→ **Problem description**:
Each line of the listing below must be returned exactly.

→ **Data records**:
-------------------------
PR #299, opened 2023-03-27
closes #298: count down latch to be decrease on assertion errors

### LINKED ISSUE #298: Decrease count-down latch on failing concurrency tests

ivansenic:
**What this PR does**:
-------------------------
→ **Solution for this exercise**:
PR #299, opened 2023-03-27
closes #298: count down latch to be decrease on assertion errors

### LINKED ISSUE #298: Decrease count-down latch on failing concurrency tests

ivansenic:
**What this PR does**:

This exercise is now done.